▽

PR #5139, opened 2018-11-19
[xharness] Only build the BCL tests when we need them.

rolfbjarne:
Only build the BCL tests when we need them, because we can't build them when
we're running the device tests (because we don't have a built source tree in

△

Exercise aim » Read the entries and select each line where the word "because" is found.

Solution for this exercise »
Only build the BCL tests when we need them, because we can't build them when
we're running the device tests (because we don't have a built source tree in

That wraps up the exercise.